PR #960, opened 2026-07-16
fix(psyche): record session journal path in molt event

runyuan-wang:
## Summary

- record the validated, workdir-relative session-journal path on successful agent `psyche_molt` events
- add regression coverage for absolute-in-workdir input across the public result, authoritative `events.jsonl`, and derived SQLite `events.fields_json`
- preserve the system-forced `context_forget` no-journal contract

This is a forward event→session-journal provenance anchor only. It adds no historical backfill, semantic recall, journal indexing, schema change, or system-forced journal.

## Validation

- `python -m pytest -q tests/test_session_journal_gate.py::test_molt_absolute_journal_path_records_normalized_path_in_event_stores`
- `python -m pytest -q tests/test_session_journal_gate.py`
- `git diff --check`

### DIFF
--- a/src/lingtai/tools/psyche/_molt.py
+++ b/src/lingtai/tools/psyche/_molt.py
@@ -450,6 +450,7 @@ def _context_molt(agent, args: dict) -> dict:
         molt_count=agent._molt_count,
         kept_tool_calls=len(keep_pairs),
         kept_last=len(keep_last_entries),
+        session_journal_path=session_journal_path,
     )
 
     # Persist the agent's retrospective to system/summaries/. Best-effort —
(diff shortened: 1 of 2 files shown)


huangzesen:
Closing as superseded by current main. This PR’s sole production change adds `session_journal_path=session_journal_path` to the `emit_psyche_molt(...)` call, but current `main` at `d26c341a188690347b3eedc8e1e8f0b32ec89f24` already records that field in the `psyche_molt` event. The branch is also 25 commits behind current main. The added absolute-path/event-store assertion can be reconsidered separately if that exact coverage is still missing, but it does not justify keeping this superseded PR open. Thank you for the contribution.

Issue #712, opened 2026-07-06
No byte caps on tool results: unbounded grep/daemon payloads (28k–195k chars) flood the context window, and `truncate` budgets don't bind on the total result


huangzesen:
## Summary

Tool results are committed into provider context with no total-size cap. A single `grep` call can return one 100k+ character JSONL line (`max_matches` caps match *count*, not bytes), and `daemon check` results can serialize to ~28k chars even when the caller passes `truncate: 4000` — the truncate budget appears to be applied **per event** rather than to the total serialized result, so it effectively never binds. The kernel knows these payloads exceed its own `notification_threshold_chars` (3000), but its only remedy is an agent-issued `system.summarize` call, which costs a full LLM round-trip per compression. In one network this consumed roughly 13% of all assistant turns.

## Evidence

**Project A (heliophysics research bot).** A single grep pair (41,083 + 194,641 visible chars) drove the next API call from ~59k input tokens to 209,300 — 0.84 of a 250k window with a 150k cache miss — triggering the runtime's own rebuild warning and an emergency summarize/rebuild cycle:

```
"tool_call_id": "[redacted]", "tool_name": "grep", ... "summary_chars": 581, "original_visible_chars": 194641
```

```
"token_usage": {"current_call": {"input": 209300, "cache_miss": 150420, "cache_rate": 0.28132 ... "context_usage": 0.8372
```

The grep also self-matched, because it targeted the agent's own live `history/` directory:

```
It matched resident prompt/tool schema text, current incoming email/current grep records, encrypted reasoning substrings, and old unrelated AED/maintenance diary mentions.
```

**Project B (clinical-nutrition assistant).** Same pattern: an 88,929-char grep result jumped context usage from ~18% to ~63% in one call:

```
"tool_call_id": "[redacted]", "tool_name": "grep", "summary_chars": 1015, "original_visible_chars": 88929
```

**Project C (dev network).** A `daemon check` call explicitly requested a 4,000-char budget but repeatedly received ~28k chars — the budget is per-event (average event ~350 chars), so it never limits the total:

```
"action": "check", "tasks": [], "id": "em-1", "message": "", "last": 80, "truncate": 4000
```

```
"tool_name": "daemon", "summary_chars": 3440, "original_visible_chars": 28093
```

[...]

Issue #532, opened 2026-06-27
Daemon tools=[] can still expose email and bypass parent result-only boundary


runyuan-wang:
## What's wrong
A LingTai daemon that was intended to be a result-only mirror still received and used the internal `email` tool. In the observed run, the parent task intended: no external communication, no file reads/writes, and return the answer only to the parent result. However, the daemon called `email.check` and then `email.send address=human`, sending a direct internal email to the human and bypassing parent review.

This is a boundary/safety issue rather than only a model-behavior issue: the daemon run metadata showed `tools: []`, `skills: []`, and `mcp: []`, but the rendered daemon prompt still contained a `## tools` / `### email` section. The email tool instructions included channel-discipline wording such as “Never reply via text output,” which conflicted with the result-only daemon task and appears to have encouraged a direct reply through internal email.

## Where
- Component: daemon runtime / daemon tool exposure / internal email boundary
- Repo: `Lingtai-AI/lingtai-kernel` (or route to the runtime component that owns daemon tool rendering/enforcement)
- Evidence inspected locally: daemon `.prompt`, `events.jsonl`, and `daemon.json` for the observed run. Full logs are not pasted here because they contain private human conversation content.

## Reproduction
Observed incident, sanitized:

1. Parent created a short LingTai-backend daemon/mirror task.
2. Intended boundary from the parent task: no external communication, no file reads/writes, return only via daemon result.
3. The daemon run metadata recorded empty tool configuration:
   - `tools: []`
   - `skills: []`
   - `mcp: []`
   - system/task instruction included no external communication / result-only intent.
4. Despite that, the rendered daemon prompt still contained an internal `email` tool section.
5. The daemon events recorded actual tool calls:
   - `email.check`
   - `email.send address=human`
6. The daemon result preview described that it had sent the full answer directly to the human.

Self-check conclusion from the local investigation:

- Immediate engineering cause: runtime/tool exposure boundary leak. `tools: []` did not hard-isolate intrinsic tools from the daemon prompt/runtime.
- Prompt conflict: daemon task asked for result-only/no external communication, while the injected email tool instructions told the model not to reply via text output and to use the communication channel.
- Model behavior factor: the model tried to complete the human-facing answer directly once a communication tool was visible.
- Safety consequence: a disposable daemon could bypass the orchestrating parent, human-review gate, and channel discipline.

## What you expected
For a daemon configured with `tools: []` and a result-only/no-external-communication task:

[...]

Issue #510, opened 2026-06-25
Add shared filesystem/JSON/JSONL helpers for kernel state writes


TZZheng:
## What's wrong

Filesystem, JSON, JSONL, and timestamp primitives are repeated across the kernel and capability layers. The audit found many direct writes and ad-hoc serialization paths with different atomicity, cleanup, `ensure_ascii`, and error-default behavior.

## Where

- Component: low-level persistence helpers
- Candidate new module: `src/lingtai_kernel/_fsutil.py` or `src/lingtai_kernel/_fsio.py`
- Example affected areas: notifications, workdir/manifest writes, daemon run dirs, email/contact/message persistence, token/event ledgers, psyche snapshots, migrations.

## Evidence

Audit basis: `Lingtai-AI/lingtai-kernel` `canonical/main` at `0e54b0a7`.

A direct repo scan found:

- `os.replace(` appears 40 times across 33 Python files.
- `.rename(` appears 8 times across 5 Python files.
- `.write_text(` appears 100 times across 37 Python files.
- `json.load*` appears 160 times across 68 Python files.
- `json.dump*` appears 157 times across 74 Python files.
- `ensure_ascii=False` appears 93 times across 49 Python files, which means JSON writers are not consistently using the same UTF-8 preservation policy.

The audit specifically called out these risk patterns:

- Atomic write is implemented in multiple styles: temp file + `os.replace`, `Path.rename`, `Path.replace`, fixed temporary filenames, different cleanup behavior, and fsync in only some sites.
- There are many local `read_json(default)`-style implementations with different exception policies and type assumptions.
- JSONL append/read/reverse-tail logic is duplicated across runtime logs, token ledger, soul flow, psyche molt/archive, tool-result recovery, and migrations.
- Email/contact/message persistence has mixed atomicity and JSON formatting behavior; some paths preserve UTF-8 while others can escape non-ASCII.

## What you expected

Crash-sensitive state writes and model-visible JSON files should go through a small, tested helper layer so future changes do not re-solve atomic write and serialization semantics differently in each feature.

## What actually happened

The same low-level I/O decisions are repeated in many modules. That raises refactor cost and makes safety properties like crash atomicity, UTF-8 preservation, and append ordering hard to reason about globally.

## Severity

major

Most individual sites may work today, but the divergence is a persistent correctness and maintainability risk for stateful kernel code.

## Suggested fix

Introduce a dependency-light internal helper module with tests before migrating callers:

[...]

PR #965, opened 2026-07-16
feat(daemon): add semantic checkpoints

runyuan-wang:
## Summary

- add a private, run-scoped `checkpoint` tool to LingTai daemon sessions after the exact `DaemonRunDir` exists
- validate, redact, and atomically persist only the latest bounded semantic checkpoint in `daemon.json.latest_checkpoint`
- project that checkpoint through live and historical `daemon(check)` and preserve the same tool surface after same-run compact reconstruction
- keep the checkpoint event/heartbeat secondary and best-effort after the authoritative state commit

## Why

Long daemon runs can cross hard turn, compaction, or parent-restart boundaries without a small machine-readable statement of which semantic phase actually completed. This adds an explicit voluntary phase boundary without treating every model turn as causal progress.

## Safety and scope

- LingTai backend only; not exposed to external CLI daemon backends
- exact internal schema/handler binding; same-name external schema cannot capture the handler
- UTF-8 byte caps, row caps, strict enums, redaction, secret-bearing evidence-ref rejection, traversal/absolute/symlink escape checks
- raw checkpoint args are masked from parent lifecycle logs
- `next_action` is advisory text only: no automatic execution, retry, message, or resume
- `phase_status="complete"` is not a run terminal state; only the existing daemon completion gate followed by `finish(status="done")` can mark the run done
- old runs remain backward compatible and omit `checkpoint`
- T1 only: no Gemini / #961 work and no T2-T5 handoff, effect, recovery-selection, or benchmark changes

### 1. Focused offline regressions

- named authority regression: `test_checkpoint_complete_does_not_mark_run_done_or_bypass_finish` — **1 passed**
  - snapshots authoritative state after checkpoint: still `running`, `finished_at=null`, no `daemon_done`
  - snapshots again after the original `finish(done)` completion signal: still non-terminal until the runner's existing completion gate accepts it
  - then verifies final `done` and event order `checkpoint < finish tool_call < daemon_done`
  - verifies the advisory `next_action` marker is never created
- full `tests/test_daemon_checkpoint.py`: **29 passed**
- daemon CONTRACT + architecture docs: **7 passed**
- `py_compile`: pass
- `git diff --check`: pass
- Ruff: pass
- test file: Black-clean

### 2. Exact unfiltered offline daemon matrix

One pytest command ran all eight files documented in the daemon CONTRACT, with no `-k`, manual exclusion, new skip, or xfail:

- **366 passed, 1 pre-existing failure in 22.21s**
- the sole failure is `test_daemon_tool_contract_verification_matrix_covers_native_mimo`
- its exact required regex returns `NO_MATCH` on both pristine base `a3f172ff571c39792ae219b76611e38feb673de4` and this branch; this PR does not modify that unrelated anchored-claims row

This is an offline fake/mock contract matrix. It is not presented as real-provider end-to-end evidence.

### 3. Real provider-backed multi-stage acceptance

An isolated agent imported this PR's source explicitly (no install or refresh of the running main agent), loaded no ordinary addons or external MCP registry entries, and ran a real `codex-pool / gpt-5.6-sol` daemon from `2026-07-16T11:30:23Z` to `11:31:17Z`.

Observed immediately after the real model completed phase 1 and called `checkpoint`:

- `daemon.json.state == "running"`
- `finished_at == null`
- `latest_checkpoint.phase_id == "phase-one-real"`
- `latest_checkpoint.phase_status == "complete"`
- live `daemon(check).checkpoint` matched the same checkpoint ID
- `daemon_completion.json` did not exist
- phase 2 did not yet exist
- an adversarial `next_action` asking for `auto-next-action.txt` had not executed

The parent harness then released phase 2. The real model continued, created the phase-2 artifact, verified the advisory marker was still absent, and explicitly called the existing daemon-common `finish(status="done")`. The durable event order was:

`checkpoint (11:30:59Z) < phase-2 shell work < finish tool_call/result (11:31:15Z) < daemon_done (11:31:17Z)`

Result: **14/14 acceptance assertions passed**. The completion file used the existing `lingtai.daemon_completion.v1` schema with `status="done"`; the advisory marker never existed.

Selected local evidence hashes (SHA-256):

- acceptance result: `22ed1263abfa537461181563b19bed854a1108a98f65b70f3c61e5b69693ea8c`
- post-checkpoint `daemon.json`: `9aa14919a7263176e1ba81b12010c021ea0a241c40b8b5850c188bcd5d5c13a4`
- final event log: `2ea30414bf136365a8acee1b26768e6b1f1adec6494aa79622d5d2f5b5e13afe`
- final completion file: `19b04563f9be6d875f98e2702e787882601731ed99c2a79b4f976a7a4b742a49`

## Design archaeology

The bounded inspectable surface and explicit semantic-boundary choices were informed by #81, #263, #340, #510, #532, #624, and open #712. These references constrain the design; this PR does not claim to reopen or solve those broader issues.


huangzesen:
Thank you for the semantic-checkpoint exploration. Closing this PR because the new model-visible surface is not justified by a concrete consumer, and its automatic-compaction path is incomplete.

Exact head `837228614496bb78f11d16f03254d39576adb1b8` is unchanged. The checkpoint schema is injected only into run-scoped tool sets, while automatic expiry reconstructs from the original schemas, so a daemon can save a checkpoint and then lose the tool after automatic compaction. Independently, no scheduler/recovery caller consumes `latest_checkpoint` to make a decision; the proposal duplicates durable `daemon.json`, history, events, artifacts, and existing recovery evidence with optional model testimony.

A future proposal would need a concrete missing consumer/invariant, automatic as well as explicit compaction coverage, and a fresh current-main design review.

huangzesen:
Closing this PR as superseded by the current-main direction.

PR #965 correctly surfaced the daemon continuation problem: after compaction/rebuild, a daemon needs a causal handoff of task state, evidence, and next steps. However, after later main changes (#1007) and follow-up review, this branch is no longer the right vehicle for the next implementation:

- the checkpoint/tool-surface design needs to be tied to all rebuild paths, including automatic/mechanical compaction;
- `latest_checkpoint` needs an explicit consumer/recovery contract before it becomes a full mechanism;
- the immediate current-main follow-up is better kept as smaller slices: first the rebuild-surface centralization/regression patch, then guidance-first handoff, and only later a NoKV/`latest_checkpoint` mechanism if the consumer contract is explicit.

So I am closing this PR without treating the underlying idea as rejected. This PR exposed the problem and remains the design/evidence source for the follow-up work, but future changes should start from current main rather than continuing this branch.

──────

■ TASK DIRECTIONS: Filter the entries above down to the lines containing the word "append".

■ RESULT BELOW:
- JSONL append/read/reverse-tail logic is duplicated across runtime logs, token ledger, soul flow, psyche molt/archive, tool-result recovery, and migrations.
The same low-level I/O decisions are repeated in many modules. That raises refactor cost and makes safety properties like crash atomicity, UTF-8 preservation, and append ordering hard to reason about globally.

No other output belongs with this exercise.